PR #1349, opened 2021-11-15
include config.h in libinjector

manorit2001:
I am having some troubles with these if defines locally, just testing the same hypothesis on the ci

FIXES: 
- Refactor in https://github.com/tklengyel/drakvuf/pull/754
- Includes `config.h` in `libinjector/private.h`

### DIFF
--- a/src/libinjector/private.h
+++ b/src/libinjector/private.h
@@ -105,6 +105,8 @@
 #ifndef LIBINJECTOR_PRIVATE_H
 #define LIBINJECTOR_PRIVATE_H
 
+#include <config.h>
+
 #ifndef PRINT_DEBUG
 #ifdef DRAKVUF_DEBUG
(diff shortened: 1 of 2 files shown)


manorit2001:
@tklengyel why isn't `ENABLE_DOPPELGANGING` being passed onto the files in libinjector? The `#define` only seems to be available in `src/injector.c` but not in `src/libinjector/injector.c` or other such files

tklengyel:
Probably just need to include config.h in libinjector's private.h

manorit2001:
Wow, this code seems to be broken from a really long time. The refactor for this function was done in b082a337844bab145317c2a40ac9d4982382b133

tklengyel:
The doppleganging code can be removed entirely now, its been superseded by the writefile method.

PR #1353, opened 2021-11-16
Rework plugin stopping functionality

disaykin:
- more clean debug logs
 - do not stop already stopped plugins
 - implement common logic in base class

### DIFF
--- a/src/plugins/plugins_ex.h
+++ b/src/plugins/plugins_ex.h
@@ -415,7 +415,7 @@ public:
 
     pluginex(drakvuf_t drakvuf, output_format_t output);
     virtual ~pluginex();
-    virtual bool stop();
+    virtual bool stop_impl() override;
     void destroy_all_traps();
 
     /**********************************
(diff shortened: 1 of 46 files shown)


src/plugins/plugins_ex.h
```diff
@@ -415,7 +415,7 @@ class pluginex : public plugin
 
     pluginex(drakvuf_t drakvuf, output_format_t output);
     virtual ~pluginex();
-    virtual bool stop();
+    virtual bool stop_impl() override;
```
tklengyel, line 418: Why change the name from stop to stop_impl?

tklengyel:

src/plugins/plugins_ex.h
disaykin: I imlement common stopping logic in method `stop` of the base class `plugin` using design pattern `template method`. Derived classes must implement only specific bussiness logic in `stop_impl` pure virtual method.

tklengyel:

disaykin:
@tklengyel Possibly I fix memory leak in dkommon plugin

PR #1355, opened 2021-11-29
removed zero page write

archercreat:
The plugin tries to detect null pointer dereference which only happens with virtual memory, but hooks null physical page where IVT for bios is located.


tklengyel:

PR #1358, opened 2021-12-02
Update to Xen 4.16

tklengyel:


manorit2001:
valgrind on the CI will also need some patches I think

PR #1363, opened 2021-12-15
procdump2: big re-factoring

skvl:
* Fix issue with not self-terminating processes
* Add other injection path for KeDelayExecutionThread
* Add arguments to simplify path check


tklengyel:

==================================================

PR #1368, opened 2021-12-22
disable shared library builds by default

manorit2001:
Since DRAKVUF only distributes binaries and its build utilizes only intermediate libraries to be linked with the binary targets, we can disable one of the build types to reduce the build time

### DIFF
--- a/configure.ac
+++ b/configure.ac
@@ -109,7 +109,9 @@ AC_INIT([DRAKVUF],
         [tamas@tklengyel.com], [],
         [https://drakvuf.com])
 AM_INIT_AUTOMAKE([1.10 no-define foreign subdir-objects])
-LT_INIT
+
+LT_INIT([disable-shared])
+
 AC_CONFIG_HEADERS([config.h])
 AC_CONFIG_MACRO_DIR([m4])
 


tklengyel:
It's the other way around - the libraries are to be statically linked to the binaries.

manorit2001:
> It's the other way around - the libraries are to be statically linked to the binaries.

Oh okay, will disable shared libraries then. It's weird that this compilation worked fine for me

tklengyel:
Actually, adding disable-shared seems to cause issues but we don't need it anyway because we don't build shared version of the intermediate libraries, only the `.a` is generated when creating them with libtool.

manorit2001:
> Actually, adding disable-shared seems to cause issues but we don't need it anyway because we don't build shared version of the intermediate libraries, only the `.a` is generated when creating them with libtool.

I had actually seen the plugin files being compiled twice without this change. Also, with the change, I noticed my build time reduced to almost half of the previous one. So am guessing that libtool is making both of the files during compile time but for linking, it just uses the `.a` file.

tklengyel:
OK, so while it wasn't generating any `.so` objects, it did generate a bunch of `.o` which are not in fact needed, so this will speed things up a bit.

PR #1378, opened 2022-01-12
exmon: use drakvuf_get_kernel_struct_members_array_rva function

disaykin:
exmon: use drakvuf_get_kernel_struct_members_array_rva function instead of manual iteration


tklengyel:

==================================================

Aim of the exercise -> Count the lines of the material that include the word "cause", then report only the total.

Task answer -> 2